Apple hit with lawsuit targeting AppleCare+ refurbished devices

Posted:
in iPhone edited July 2016
A class action suit filing in California complains that "refurbished" service stock replacements doled out by Apple in exchange for damaged devices to AppleCare+ service plan holders are not functionally the same as new.




The class action suit, filed Wednesday, takes offense to Apple replacing damaged devices with refurbished devices. Specifically mentioned, the suit is over the clause in the AppleCare Plus contract documents stating that devices replaced under the program are "equivalent to new in performance and reliability."

Lawyers for the claimants declare in the suit that refurbished means "a secondhand unit that has been modified to appear to be new" and cannot be equivalent in durability or functionality as a new unit.

The suit stems from plaintiff Vicky Maldonado's screen crack in her third generation iPad after six months of ownership. After being told that a replacement iPad would cost $250 in 2012 because of the accidental nature of the damage, she was also suggested that the AppleCare Plus program would cover future damage for an additional $100.

Without going into details of failure, Maldonado claims in the lawsuit filing that the replacement iPad did not function properly, and as such, was not equivalent to new.

In September 2013, Maldonado purchased a fourth generation iPad and AppleCare Plus service plan, and claims that she was not informed that she would receive a refurbished used device in the event of damage. She returned to the Apple store in May of 2015 for repair, and was given another refurbished device.

No failure after replacement was noted in the court filing for the fourth generation iPad. Regardless, the court filing notes that "what Maldonado received was not a device that was new or equivalent to new in performance and reliability."

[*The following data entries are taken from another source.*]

PR #8038, opened 2019-10-11
Update LICENSE.txt

NeelPrime:
#8036 

I checked also grammar.

### DIFF
--- a/LICENSE.txt
+++ b/LICENSE.txt
@@ -101,7 +101,7 @@ menu, a prominent item in the list meets this criterion.
 
   The "source code" for a work means the preferred form of the work
 for making modifications to it.  "Object code" means any non-source
-form of a work.
+form of work.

The court case will hinge on the definitions of refurbished, and on how the court interprets "equivalent to new in performance and reliability." From the beginning of Apple service programs, parts that are replaced in a repair at an authorized service location are required to be returned to Apple for evaluation and component level repair, and an eventual return to service stock.

While some parts on Apple iOS devices can't be refurbished, like the displays, the units themselves are no different. Damaged devices claimed by Apple during the repair process are often sent to a central depot for examination. They are repaired, or "refurbished," and either sent back into the service replacement process, or re-sold by Apple or an allied vendor directly to consumers as a refurbished product.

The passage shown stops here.